## Task
Show every line from the entries that follow which holds the word "this".

Data supplied START

PR #380, opened 2026-07-23
Make FIXED_DISK_IDENTIFIERS="yes" work for GPT and Raspberry Pi images

ArrayBolt3:
If FIXED_DISK_IDENTIFIERS was set to "yes", a deterministic MBR disk ID would be set, but GPT disk and partition IDs were left as whatever Parted generated. It would also fail to create a deterministic ID for Raspberry Pi images. Fix both cases.

I've tested this when building VM images without EFI, VM images with EFI, and Raspberry Pi images. The first 2048 bytes of the images are fully reproducible when running grml-debootstrap with the same options across two image builds. (Note that this doesn't provide *full* reproducibility for the images yet; there is still substantial work to be done there, mainly with getting deterministic filesystem timestamps and the like, but that will take at least a while longer and can be done in the future.)

### DIFF
--- a/grml-debootstrap
+++ b/grml-debootstrap
@@ -50,7 +50,7 @@ MNTPOINT="/mnt/debootstrap.$$"
 [ -n "$DEBIAN_FRONTEND" ] || DEBIAN_FRONTEND='noninteractive'
 [ -n "$DEFAULT_LANGUAGE" ] || DEFAULT_LANGUAGE='en_US:en'
 [ -n "$DEFAULT_LOCALES" ] || DEFAULT_LOCALES='en_US.UTF-8'
-[ -n "$DISK_IDENTIFIER" ] || DISK_IDENTIFIER='26ada0c0-1165-4098-884d-aafd2220c2c6'
+[ -n "$FS_IDENTIFIER" ] || FS_IDENTIFIER='26ada0c0-1165-4098-884d-aafd2220c2c6'
 [ -n "$EXTRAPACKAGES" ] || EXTRAPACKAGES='yes'
 [ -n "$FALLBACK_MIRROR" ] || FALLBACK_MIRROR='http://deb.debian.org/debian'
 [ -n "$FIXED_DISK_IDENTIFIERS" ] || FIXED_DISK_IDENTIFIERS="no"
@@ -1311,8 +1311,8 @@ mkfs() {
         eerror "Not changing disk uuid for $TARGET because $MKFS doesn't seem to match for ext{2,3,4} file system"
         bailout 1
       else
-        einfo "Changing disk uuid for $TARGET to fixed (non-random) value $DISK_IDENTIFIER using tune2fs"
-        tune2fs "$TARGET" -U "$DISK_IDENTIFIER" </dev/null
+        einfo "Changing disk uuid for $TARGET to fixed (non-random) value $FS_IDENTIFIER using tune2fs"
+        tune2fs "$TARGET" -U "$FS_IDENTIFIER" </dev/null
       fi
     fi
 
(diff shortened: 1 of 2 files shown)


mika:
FYI: the failing CI runs are unrelated to this change but caused by goss upstream installation issue, see https://github.com/grml/grml-debootstrap/issues/381

mika (approved):
LGTM, would appreciate a second pair of eyes by @zeha

grml-debootstrap
```diff
@@ -50,7 +50,9 @@ MNTPOINT="/mnt/debootstrap.$$"
 [ -n "$DEBIAN_FRONTEND" ] || DEBIAN_FRONTEND='noninteractive'
 [ -n "$DEFAULT_LANGUAGE" ] || DEFAULT_LANGUAGE='en_US:en'
 [ -n "$DEFAULT_LOCALES" ] || DEFAULT_LOCALES='en_US.UTF-8'
-[ -n "$DISK_IDENTIFIER" ] || DISK_IDENTIFIER='26ada0c0-1165-4098-884d-aafd2220c2c6'
+[ -n "$FS_IDENTIFIER" ] || FS_IDENTIFIER='26ada0c0-1165-4098-884d-aafd2220c2c6'
+[ -n "$GPT_IDENTIFIER_PREFIX" ] || GPT_IDENTIFIER_PREFIX='b3170792-c1b6-4b84-b6ac'
```
zeha: wondering if we shouldn't use something more obviously non-random for both FS_... and GPT_... , like already done in MBR_IDENTIFIER.

ArrayBolt3: Arguably something pseudo-random is probably a good idea so that someone can place one disk provisioned with a reproducible image in a system with other existing disks without accidentally conflicting. (Of course, putting two reproducible disks in the same system is going to blow up, but we might be able to at least avert that in some situations.)

I don't know how FS_IDENTIFIER was generated, but I generated GPT_IDENTIFIER_PREFIX using `cat /proc/sys/kernel/random/uuid`.

ArrayBolt3: (Conversely, one could argue that a non-random-like UUID will warn the user that they really need to change the IDs to ensure uniqueness, since lack of uniqueness will cause issues in some situations. I don't have a strong opinion either way, I'm happy to switch if you'd like.)

zeha: IMO: either we do a pseudo-random identifier based on SOURCE_DATE_EPOCH, or we use something very clearly non-random. A random-looking yet non-random value is bad.

ArrayBolt3: I'm planning a future PR that uses SOURCE_DATE_EPOCH for making other FS bits reproducible, so I think the first option sounds like a good idea.

ArrayBolt3: @zeha Implemented SOURCE_DATE_EPOCH-based disk identifiers.

grml-debootstrap
```diff
@@ -739,6 +827,25 @@ fi
...
+  mbr_id_from_seed "${SOURCE_DATE_EPOCH}" MBR_IDENTIFIER
+  uuid_from_seed "${SOURCE_DATE_EPOCH}" 5 FS_IDENTIFIER
+  # The GPT partition identifer shouldn't be the similar to the FS identifier.
+  # To avoid confusion if multiple builds are kicked off in quick succession,
+  # it shouldn't be based on SOURCE_DATE_EPOCH + 1 either.
+  uuid_from_seed "$(( SOURCE_DATE_EPOCH ^ 0x0fffffffffffffff ))" 4 \
+    GPT_IDENTIFIER_PREFIX
+  printf '%s\n' "DEBUG: ${MBR_IDENTIFIER}"
+  printf '%s\n' "DEBUG: ${FS_IDENTIFIER}"
+  printf '%s\n' "DEBUG: ${GPT_IDENTIFIER_PREFIX}"
```
mika: should we wrap this within a check for `DEBUG="true"` to report this in debug mode only maybe?

ArrayBolt3: Uh, that was accidentally left there during development. I'd be in favor of just removing it entirely.

mika: Ah alright, ack then! :)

Data supplied END

## Task output
I've tested this when building VM images without EFI, VM images with EFI, and Raspberry Pi images. The first 2048 bytes of the images are fully reproducible when running grml-debootstrap with the same options across two image builds. (Note that this doesn't provide *full* reproducibility for the images yet; there is still substantial work to be done there, mainly with getting deterministic filesystem timestamps and the like, but that will take at least a while longer and can be done in the future.)
FYI: the failing CI runs are unrelated to this change but caused by goss upstream installation issue, see https://github.com/grml/grml-debootstrap/issues/381
mika: should we wrap this within a check for `DEBUG="true"` to report this in debug mode only maybe?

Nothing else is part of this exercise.